■ PROBLEM ■
Once you have checked each line below, report only the number of lines that contain the word "httprouter".
* * *
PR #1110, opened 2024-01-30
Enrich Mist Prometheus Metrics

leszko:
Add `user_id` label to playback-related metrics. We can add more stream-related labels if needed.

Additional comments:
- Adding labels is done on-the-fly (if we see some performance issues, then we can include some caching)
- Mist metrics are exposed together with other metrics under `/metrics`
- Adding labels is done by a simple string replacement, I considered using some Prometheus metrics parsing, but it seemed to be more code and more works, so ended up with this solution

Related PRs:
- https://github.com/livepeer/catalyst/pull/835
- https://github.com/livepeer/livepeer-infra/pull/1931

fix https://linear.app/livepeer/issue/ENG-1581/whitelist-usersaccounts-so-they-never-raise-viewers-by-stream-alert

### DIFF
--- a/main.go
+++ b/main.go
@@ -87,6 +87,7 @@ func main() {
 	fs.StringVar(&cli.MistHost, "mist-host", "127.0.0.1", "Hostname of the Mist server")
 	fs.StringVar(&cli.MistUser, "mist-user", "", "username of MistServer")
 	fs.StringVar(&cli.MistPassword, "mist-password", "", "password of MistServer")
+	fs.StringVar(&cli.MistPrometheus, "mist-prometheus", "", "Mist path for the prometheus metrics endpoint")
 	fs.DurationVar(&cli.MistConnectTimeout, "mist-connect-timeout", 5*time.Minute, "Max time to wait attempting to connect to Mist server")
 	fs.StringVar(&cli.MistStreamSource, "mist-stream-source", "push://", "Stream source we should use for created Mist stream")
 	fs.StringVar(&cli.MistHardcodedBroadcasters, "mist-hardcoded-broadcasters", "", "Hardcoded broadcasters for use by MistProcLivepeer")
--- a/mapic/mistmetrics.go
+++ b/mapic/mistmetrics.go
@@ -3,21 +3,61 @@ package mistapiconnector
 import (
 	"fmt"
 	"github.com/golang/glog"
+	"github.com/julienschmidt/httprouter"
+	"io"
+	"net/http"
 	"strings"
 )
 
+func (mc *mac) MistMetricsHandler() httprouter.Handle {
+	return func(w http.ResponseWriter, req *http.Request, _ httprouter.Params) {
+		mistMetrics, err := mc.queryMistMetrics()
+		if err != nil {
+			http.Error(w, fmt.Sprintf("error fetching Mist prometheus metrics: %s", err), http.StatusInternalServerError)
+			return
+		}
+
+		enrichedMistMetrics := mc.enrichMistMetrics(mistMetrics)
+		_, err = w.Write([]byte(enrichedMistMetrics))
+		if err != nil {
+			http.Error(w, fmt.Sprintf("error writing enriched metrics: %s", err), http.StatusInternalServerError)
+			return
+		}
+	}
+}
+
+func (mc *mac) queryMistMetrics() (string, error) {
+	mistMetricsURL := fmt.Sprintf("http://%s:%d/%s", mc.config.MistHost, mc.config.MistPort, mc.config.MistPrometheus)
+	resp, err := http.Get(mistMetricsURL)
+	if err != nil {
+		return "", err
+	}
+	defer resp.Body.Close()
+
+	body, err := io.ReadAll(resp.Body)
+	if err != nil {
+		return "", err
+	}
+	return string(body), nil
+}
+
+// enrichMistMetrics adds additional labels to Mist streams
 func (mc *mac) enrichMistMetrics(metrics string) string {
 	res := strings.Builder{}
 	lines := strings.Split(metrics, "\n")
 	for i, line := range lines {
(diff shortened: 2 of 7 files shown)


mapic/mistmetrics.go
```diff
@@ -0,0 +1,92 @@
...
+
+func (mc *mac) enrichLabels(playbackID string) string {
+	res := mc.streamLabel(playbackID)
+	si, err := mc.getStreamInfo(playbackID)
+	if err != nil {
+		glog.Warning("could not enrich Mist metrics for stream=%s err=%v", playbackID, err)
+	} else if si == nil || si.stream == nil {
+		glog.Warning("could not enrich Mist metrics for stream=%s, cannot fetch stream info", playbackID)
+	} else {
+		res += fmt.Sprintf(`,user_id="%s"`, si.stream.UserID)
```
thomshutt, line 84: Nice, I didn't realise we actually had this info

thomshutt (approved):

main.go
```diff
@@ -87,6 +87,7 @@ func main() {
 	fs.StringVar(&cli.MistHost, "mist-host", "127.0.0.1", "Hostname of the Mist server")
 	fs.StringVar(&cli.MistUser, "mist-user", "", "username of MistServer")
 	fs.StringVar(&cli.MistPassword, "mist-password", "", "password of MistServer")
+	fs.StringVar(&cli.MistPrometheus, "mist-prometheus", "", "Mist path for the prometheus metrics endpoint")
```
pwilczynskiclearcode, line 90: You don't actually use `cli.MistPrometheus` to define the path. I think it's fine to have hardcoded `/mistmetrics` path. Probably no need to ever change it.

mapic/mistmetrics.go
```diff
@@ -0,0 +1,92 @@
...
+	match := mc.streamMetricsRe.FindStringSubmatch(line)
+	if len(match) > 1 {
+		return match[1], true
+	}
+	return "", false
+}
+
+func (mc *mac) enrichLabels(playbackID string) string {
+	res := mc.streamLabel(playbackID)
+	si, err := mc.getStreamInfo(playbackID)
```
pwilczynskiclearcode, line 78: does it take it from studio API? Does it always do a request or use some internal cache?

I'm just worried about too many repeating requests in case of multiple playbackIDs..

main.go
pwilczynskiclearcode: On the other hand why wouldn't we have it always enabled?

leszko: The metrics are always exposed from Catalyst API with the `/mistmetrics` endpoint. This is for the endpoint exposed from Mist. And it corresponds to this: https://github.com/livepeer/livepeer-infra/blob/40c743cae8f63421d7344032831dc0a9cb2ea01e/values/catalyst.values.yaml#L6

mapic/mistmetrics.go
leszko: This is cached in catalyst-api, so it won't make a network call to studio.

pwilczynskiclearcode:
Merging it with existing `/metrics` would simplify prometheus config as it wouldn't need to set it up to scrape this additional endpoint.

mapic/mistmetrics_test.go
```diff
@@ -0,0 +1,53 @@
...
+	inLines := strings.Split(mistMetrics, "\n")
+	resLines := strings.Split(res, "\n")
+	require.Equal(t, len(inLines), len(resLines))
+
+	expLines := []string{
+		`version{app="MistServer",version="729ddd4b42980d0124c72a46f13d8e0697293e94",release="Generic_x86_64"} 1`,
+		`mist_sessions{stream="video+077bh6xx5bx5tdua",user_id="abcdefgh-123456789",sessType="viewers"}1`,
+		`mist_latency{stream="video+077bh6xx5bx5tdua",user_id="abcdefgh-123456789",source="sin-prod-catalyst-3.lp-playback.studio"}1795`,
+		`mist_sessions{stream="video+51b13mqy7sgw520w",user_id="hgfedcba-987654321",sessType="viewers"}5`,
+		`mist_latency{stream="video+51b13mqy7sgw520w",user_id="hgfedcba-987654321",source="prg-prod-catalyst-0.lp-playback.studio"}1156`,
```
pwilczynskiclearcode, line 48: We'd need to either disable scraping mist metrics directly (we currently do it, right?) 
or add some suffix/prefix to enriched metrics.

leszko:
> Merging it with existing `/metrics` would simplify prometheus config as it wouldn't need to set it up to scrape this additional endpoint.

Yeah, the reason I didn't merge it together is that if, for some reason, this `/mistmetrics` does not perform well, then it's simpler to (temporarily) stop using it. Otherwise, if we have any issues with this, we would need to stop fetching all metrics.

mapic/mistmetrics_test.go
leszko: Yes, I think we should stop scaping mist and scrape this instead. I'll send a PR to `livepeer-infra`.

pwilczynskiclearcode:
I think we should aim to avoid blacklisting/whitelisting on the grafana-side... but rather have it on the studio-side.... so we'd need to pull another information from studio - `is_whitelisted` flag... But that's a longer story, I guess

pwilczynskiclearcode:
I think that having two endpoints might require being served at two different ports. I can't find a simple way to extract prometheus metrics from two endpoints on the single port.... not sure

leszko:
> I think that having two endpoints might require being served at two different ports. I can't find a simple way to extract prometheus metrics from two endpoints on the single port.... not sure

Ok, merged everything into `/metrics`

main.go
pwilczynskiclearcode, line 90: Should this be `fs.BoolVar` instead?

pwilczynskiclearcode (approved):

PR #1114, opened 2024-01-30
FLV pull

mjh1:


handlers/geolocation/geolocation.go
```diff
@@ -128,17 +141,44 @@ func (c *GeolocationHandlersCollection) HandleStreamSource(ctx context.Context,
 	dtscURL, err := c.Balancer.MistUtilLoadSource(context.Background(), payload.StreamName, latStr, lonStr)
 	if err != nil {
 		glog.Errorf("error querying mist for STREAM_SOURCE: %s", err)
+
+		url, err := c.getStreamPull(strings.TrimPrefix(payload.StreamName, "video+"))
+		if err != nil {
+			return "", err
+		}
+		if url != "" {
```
* * *
■ SOLUTION TO THE PROBLEM ■
3